40g oatmeal (If you don’t have a food scale, we would recommend that you get one. “One scoop” comes out different in weight. We measure a lot of our food including oatmeal, granola, protein powder, nuts, etc. by using grams and ounces as our guides.)


40g of rolled oats

1 cup unsweetened vanilla almond milk (or Brett’s homemade almond milk)

Small handful dried cranberries (optional)

1/2 oz broken pecan pieces

A sprinkle of dried coconut flakes (optional)

1/3 up frozen blueberries

Using a small saucepan, add oatmeal and almond milk over medium heat.


Note: When using spatulas, be sure to designate your “savory” spatulas from your “sweet” spatulas. We have caught ourselves in a pickle on many occasion where our oatmeal has had a subtle garlic or pesto flavor. The oils tend to seep into the rubber. Take a quick whiff if you don’t believe me. Gross. Keep ’em separate, people.

Stir occasionally until the milk starts to thicken. Then, you’ll want to keep a constant stir. Once you notice that the mixture starts to bubble, I leave it to you to decide what your favorite consistency is for the oatmeal. Brett tends to like his oatmeal more soupy, where I prefer it thicker. Be sure that the oatmeal is cooked through. Pour into a bowl.


oh, sweet, creamy goodness

Top with pecans and frozen blueberries.


I say that the dried cranberries and coconut are optional because to be honest, you don’t need them. The almond milk gives the oatmeal a creamy/nutty flavor that will leave you grinning a sleepy weekend grin and giving a loud food “ohmmmm.” It’s that good.


with genmaicha tea. Hi, Sunday 🙂

Better than Store Bought Granola Bars

For a long time, I was buying box after box of granola and/or protein bars from the grocery store…every week. This is a snack that I refused to give up because it’s so simple to take on the go. Once Brett moved to Boston and we started sharing grocery bills, he said: “Hey, why don’t you start making granola bars instead? I bet it’s cheaper.” Thanks, pain in the butt love of my life.

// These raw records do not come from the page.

PR #3658, opened 2024-04-22
✨ Hyperlane Starknet

EvolveArt:
### Description

Adds support for starknet based chains in Hyperlane.


rust/chains/hyperlane-starknet/abis/Mailbox.contract_class.json
yorhodes, line 1: gitignore?

rust/chains/hyperlane-starknet/src/bindings.rs
yorhodes, line 1: ditto, ignore?

rust/utils/run-locally/src/starknet/cli.rs
aroralanuk, line 1: nice

aroralanuk (commented):
I took a cursory look at the changes and LGTM but @daniel-savu is closer to the agent code so he should be the one to approve.

rust/chains/hyperlane-cosmos/Cargo.toml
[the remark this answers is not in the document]
EvolveArt: Should I make them in another PR tho? Just smol improvements

ameten:
Required checks are failing. It will be great to fix them.

rust/main/chains/hyperlane-starknet/src/provider.rs
```diff
@@ -0,0 +1,156 @@
...
+    #[instrument(err, skip(self))]
+    async fn is_contract(&self, address: &H256) -> ChainResult<bool> {
+        Ok(true)
+    }
+
+    #[instrument(err, skip(self))]
+    async fn get_balance(&self, address: String) -> ChainResult<U256> {
+        let eth_token_address =
+            felt!("0x049d36570d4e46f48e99674bd3fcc84644ddd6b96f7c741b1562b82f9e004dc7");
+
```
ameten, line 131: I wonder why this address is hardcoded?

rust/main/chains/hyperlane-starknet/src/provider.rs
```diff
@@ -0,0 +1,156 @@
...
+                    sender: H256::zero(),
+                    recipient: None,
+                    raw_input_data: None,
+                    receipt: Some(TxnReceiptInfo {
+                        gas_used: U256::from_big_endian(
+                            invoke_receipt.actual_fee.amount.to_bytes_be().as_slice(),
+                        ),
+                        cumulative_gas_used: U256::zero(),
+                        effective_gas_price: None,
+                    }),
```
ameten, line 114: It will be great to populate all these fields

rust/main/chains/hyperlane-starknet/src/provider.rs
EvolveArt: this is the ETH token address, it's always the same will move it as a constant

rust/main/chains/hyperlane-starknet/src/provider.rs
EvolveArt: Unfortunately that's all the info available in the receipt on starknet

rust/main/chains/hyperlane-starknet/src/mailbox.rs
```diff
@@ -0,0 +1,258 @@
...
+        self.contract.address.into()
+    }
+}
+
+#[async_trait]
+impl Mailbox for StarknetMailbox {
+    #[instrument(skip(self))]
+    async fn count(&self, reorg_period: &ReorgPeriod) -> ChainResult<u32> {
+        let block_number =
+            get_block_height_for_reorg_period(&self.provider.rpc_client(), reorg_period).await?;
```
daniel-savu, line 146: nit: could you refactor this function to return the latest block number if `reorg_period` is None? This way you'd always have a `BlockId::Number(b)` too call the contract with and can simplify the code below

rust/main/chains/hyperlane-starknet/src/mailbox.rs
```diff
@@ -0,0 +1,258 @@
...
+
+    #[instrument(skip(self), fields(msg=%message, metadata=%bytes_to_hex(metadata)))]
+    async fn process_estimate_costs(
+        &self,
+        message: &HyperlaneMessage,
+        metadata: &[u8],
+    ) -> ChainResult<TxCostEstimate> {
+        let _contract_call = self.process_contract_call(message, metadata, None).await?;
+
+        Ok(TxCostEstimate::default())
```
daniel-savu, line 242: How would one actually estimate the gas cost of a call? Is there some RPC / provider method for this?

rust/main/chains/hyperlane-starknet/src/merkle_tree_hook.rs
```diff
@@ -0,0 +1,198 @@
...
+                .await
+                .map_err(Into::<HyperlaneStarknetError>::into)?,
+        };
+
+        let mut branch = tree
+            .branch
+            .iter()
+            .map(|b| H256::from_slice(b.value.to_bytes_be().as_slice()))
+            .collect::<Vec<H256>>();
+        branch.resize(TREE_DEPTH, H256::zero());
```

Easier said than done. Initially, I was worried about having the spare time to do something like this on a weekly basis. A little while later when my pockets needed a mula break, I decided to give it a shot. Now every Sunday I spend less than 10 minutes putting these babies together and let them work their magic in the oven for an hour. Wahlah!

Better than Store Bought Granola Bars

What you need:

2 1/2 cups old-fashioned oatmeal ( I never use quick oats. Believe me, there’s a difference!)

1 cup unsweetened coconut 
1 cup dried cranberries
1 cup dry roasted, unsalted peanuts
1 cup mixed nuts (pumpkin, sunflower, pecans, almonds – you name it! I usually stick with broken pecan pieces and a handful of almonds, but choose what you like best)
1 can organic sweetened condensed milk
Optional: dark chocolate morsels (1/4 to 1/2 cup depending on preference)

    What to do:

    • Pre-heat the oven to 250 degrees.
    • Combine all the dry ingredients in a large bowl like so.

    • In a small pan, heat and stir the sweetened condensed milk on low until it becomes less thick (a minute or two)
    • Pour milk over dry ingredients and mix thoroughly.
    • Pack tightly into a baking dish – when I say pack tightly, get an arm workout by pushing down on those bars! This ensures that they won’t fall apart and be crumbly after they bake.
    • Let them bake for one hour.

     And there you have it. I usually let them cool for 15 minutes and then cut into bars. Wrap them up and take them on the go to work. My favorite part of these bars is I know EXACTLY what is in them. Every week I play by mix and matching the ingredients. We often get compliments or curious questions about what we’re eating while at work. We’ve thought about trying to sell these puppies at a local farmer’s market or local store. What say you?